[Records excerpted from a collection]
────────────────────────────────────────
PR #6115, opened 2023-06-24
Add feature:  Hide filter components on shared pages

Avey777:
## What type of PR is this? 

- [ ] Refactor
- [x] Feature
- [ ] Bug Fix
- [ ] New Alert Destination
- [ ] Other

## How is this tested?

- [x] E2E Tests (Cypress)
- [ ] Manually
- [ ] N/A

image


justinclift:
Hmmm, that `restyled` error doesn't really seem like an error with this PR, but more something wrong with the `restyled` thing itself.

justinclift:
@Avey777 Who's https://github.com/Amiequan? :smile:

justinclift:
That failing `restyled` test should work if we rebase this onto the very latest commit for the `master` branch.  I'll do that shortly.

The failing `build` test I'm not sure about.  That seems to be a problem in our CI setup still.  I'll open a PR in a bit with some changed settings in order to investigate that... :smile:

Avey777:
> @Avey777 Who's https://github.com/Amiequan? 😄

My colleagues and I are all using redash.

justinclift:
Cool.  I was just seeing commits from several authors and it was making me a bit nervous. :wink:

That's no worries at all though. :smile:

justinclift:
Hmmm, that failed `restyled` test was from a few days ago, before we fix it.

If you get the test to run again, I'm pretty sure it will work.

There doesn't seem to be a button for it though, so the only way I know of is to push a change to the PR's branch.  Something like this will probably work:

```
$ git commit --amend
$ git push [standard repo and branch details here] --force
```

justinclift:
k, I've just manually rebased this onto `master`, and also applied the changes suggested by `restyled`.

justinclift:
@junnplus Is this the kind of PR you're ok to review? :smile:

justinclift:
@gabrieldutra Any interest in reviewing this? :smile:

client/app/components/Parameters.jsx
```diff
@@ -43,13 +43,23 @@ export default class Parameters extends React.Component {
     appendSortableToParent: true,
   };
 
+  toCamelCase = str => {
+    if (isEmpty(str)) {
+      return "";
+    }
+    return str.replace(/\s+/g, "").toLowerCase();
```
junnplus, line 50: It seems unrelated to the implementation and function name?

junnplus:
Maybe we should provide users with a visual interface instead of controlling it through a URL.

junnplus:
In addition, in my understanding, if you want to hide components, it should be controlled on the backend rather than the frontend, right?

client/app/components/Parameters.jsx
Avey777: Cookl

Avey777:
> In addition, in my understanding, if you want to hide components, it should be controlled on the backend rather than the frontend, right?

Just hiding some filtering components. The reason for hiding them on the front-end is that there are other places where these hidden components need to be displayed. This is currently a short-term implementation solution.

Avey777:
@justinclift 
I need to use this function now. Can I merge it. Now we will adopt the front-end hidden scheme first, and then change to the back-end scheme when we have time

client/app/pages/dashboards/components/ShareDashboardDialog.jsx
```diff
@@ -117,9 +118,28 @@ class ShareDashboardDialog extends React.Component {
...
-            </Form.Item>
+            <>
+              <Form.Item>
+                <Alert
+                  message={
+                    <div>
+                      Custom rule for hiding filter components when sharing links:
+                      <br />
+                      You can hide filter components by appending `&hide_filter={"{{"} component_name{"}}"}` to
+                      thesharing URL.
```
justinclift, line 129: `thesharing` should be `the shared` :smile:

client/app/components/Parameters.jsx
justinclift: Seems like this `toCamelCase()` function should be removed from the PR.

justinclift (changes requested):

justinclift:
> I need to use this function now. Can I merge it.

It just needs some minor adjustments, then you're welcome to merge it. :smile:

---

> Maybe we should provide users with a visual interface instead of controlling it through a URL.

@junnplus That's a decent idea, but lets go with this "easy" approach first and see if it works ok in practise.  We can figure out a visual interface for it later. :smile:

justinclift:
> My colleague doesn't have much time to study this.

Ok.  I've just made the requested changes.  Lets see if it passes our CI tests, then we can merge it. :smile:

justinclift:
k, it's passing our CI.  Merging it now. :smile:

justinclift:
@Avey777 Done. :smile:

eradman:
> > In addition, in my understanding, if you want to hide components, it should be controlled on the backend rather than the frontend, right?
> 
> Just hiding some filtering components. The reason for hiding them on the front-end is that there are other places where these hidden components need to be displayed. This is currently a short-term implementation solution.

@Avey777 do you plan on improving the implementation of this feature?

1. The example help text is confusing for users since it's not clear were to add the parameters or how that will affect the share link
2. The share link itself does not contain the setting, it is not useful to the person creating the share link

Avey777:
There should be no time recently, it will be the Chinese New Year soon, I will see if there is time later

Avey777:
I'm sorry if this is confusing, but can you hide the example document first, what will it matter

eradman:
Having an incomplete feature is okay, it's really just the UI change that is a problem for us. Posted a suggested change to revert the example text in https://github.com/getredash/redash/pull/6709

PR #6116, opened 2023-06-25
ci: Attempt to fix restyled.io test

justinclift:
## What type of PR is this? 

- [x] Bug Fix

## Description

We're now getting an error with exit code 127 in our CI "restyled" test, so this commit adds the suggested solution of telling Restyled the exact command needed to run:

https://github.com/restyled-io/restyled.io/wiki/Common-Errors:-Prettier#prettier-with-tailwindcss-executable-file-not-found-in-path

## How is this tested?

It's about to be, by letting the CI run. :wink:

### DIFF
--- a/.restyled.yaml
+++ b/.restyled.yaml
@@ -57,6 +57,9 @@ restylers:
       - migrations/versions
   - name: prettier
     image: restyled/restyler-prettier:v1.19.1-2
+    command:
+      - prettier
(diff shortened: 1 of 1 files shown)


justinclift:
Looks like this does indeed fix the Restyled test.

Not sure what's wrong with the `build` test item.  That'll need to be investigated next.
────────────────────────────────────────
▶ _Task details_:
Using the records above, find and show each line with the string "implementation".

▶ _Response to the exercise_:
junnplus, line 50: It seems unrelated to the implementation and function name?
Just hiding some filtering components. The reason for hiding them on the front-end is that there are other places where these hidden components need to be displayed. This is currently a short-term implementation solution.
> Just hiding some filtering components. The reason for hiding them on the front-end is that there are other places where these hidden components need to be displayed. This is currently a short-term implementation solution.
@Avey777 do you plan on improving the implementation of this feature?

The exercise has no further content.